Overcoming Salt Contamination of Bentonite Water-Based Drilling Fluids with Blended Dual-Functionalized Cellulose Nanocrystals

The depletion of onshore oil reserves along with a rapid increase in the global energy demand has driven the oil industry to explore and produce oil from deepwater fields. However, because of high salinity in the subsea formation, salt contamination is becoming one of the most critical challenges to bentonite water-based drilling fluids (BT-WDFs), causing undesirable changes in density, rheology, and filtration performance of the fluids.

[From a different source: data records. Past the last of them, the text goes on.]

PR #827, opened 2024-01-31
Add performance integration tests

jlaneve:
## Description

This PR adds a step to our CI to measure how quickly Cosmos can run models. This is part of a larger initiative to make the project more performant now that it's reached a certain level of maturity.

How it works:
- We now have [a test that generates a dbt project with a certain number of sequential models](https://github.com/astronomer/astronomer-cosmos/blob/performance-int-tests/tests/perf/test_performance.py) (based on a parameter that gets passed in), runs a simple DAG, and measures task throughput (measured in terms of models run per second
- I've extended our CI to run this test for 1, 10, 50, and 100 models to start
- This CI reports out a GitHub Actions output that gets shown in the actions summary, [at the bottom](https://github.com/astronomer/astronomer-cosmos/actions/runs/7894490582)

While this isn't perfect, it's a step in the right direction - we now have some general visibility! Note that these numbers may not be indicative of a production Airflow environment running something like the Kubernetes Executor, because this runs a local executor on GH Actions runners. Still, it's meant as a benchmark to demonstrate whether we're moving in the right direction or not.

As part of this, I've also refactored our tests to call a script from the pyproject file instead of embedding the scripts directly in the file. This should make it easier to maintain and track changes.

## Related Issue(s)

https://github.com/astronomer/astronomer-cosmos/pull/800

## Checklist


.github/workflows/test.yml
```diff
@@ -2,7 +2,7 @@ name: test
 
 on:
   push: # Run on pushes to the default branch
-    branches: [main]
+    branches: [main, performance-int-tests] # TODO: remove me before merging
```
jlaneve, line 5: leaving this a comment here so I don't forget!

jlaneve: will delete this once the PR is approved and ready to be merged

pyproject.toml
```diff
@@ -175,51 +140,20 @@ matrix.airflow.dependencies = [
...
--k 'example_cosmos_sources or sqlite'"""
+test = 'sh scripts/test/unit.sh'
+test-cov = 'sh scripts/test/unit-cov.sh'
+test-integration-setup = 'sh scripts/test/integration-setup.sh'
+test-integration = 'sh scripts/test/integration.sh'
+test-integration-expensive = 'sh scripts/test/integration-expensive.sh'
+test-integration-sqlite-setup = 'sh scripts/test/integration-sqlite-setup.sh'
+test-integration-sqlite = 'sh scripts/test/integration-sqlite.sh'
+test-performance-setup = 'sh scripts/test/performance-setup.sh'
+test-performance = 'sh scripts/test/performance.sh'
```
jbandoro, line 151: Thanks for moving all of these to scripts, a lot easier to maintain!

tests/test_example_dags.py
```diff
@@ -24,6 +24,7 @@
 
 MIN_VER_DAG_FILE: dict[str, list[str]] = {
     "2.4": ["cosmos_seed_dag.py"],
+    "3.0": ["performance_dag.py"],
```
jbandoro, line 27: Just so it's clear that the peformance dag doesn't require Airflow v3.0, what do you think about instead having another constant like `IGNORED_DAG_FILES = ["performance_dag.py"]` and writing those to the ignore file?

jbandoro (approved):
🚀 this is great! Excited to test out the performance dag in #836 see how much a difference it makes.

PR #835, opened 2024-02-05
Fix: `operator_args` modified in place in Airflow converter

### LINKED ISSUE #833: Bug: `operator_args` are modified in place in the Airflow converter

Herein, we reveal the mechanisms of the negative influence of salt cations on BT-WDFs and demonstrate the function of biomass-derived cellulose nanocrystals (CNCs) as anti-salt agents in the fluids through rational dual surface functionalization for the first time. Poly­(acrylamide) (PAM) and poly­(2-acrylamido-2-methyl-1-propanesulfonic acid) (PAMPS) are coated on the CNC surface using an in situ free radical polymerization technique. The dual-functionalized CNCs (fCNCs) are attached to BT platelets on both their face and edge surfaces, effectively shielding the platelet’s ion-sensitive sites. Meanwhile, the highly negatively charged PAMPS on the surface of fCNCs immobilize ions via the ionic bond, preventing ions to be attached on the ion-sensitive sites of BT platelets. These dual functions lead to noticeable enhancement in the salt resistance of the BT-WDFs. Moreover, the salt resistance of the fluids can be further tuned by tailoring the coating ratio and concentration of fCNCs. This work demonstrates that CNCs can be used as sustainable and multifunctional agents in BT-WDFs through a rational surface functionalization design, paving the way for their application in deepwater reservoir excavation.